Technical simulation
For each biological dataset generated, we used ART [42] with Illumina HiSeq2500 and MiSeq-v1 sequencing system profiles using paired-end mode to simulate next generation sequencing (NGS) reads. We grouped all isoforms according to length and generated NGS simulation for each length subset to finally merge them all in a single file for each read accordingly. We used a 10x sequencing coverage for each input fasta sequence. As previously noted [35], due to the nature of the ART simulation we had to parse and omit about half the total reads generated as they were reverse complemented. We only discarded reverse complemented R1 reads and its R2 counterpart accordingly.
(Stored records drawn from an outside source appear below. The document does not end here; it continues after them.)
PR #4636, opened 2024-12-11
Remove unnecessary uses of usr

out-of-phaze:
Removes a lot of unnecessary uses of `usr` (around 500, by my count). Using `usr` when `user` exists can result in funny bugs like "an admin's character is inexplicably electrocuted to death because they triggered the random camera damage event", and more mundane bugs like stuff just plain not working right. Mostly this is a code quality thing rather than bugfixes, though, so to dev it goes.

Completely untested as of writing this.

### DIFF
--- a/code/_onclick/ai.dm
+++ b/code/_onclick/ai.dm
@@ -60,7 +60,7 @@
 
 	if(silicon_camera.in_camera_mode)
 		silicon_camera.camera_mode_off()
-		silicon_camera.captureimage(A, usr)
+		silicon_camera.captureimage(A, src)
 		return
 
 	A.add_hiddenprint(src)
@@ -118,10 +118,10 @@
 	I have no idea why it was in atoms.dm instead of respective files.
 */
 
-/atom/proc/AICtrlAltClick()
+/atom/proc/AICtrlAltClick(mob/living/silicon/user)
 
-/obj/machinery/door/airlock/AICtrlAltClick() // Electrifies doors.
-	if(usr.incapacitated())
+/obj/machinery/door/airlock/AICtrlAltClick(mob/living/silicon/user) // Electrifies doors.
+	if(user.incapacitated())
 		return
 	if(!electrified_until)
 		// permanent shock
@@ -131,14 +131,14 @@
 		Topic(src, list("command"="electrify_permanently", "activate" = "0"))
 	return 1
 
-/atom/proc/AICtrlShiftClick()
+/atom/proc/AICtrlShiftClick(mob/living/silicon/user)
 	return
 
-/atom/proc/AIShiftClick()
+/atom/proc/AIShiftClick(mob/living/silicon/user)
 	return
 
-/obj/machinery/door/airlock/AIShiftClick()  // Opens and closes doors!
-	if(usr.incapacitated())
+/obj/machinery/door/airlock/AIShiftClick(mob/living/silicon/user)  // Opens and closes doors!
+	if(user.incapacitated())
 		return
 	if(density)
 		Topic(src, list("command"="open", "activate" = "1"))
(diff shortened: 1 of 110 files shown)


code/_onclick/ai.dm
```diff
@@ -131,62 +131,62 @@
 		Topic(src, list("command"="electrify_permanently", "activate" = "0"))
 	return 1
 
-/atom/proc/AICtrlShiftClick()
+/atom/proc/AICtrlShiftClick(mob/living/silicon/robot/user)
```
MistakeNot4892: Shouldn't this be /silicon rather than /silicon/robot?

out-of-phaze: yep

code/modules/mob/mob.dm
```diff
@@ -561,10 +561,10 @@
 		update_flavor_text(href_list["flavor_change"])
 		return TOPIC_HANDLED
 
-// If usr != src, or if usr == src but the Topic call was not resolved, this is called next.
 /mob/proc/get_comments_record()
 	return
 
+// If usr != src, or if usr == src but the Topic call was not resolved, this is called next.
 /mob/OnTopic(mob/user, href_list, datum/topic_state/state)
```
MistakeNot4892, line 568: Idle thought but we should probably put an `exactly` proc in the test scripts to prevent adding more Topic() overrides carelessly.

code/modules/power/singularity/emitter.dm
```diff
@@ -77,8 +77,8 @@
 				to_chat(user, "You turn on \the [src].")
 				shot_number = 0
 				fire_delay = get_initial_fire_delay()
-				log_and_message_admins("turned on \the [src]")
-				investigate_log("turned <font color='green'>on</font> by [key_name_admin(user || usr)]","singulo")
+				log_and_message_admins("turned on \the [src]", user)
```
MistakeNot4892, line 80: I think the purpose of this was due to setup procs/events potentially toggling emitters, but I don't know if that's still a thing on our codebase.

mods/content/matchmaking/matchmaker.dm
```diff
@@ -271,8 +271,8 @@ var/global/datum/matchmaker/matchmaker = new()
 			var/list/relations = matchmaker.get_relationships(mind)
 			for(var/datum/relation/R in relations)
 				R.finalize()
-			show_browser(usr,null, "window=relations")
+			show_browser(src,null, "window=relations")
```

Due to the implementation based on frequencies that we did in the biological variation procedure, we made sure that, when applying the same coverage for each sequence and discarding reverse complement, the biological variation frequencies generated would be maintained in the NGS simulation. The observed range would vary from 5-500 counts for each single variant type simulated.
Performance evaluation
We evaluated the performance of using PE reads for miRNA isomir analysis using the NGS simulation datasets and the pipeline XICRA. For each dataset, we used the miRNA module using paired-end mode and single end mode for the R1 and R2 reads. For the paired-end mode we initially joined reads using two different join percentage difference cutoff (fastq-join parameter) to test the effect of using 100% perfect R1 and R2 reads or allowing the default difference (8%) along the minimum default overlap length cutoff (6 bp). For the single-end mode, we used the total R1 reads simulated or the total R2, reversed complemented using seqtk software [43] respectively. We generated a miRNA analysis at the isomir level using the three different softwares available within XICRA: miraligner, sRNAbench and OPTIMIR.
Using the biological variation frequencies generated as true positives for each dataset, we evaluated the amount of isomirs detected for each software and type of read. For paired-end reads, we also used a different percentage difference cutoff. For each isomir, the detected counts were classified as: True positives (TP) when observed counts matched the expected counts; false positives (FP) when observed counts exceeded the expected counts and were wrongly assigned; and false negatives (FN) when observed counts did not get to the minimum expected counts. We calculated the sensitivity or recall as TP/(TP+FN) and the precision or specificity as TP/(TP+FP). We also reported True Negatives (TN) when expected counts were not observed and new generation isomirs when new variants or miRNA appeared and were not expected. We plotted results using ggplot2 [44] for each software and type of read respectively.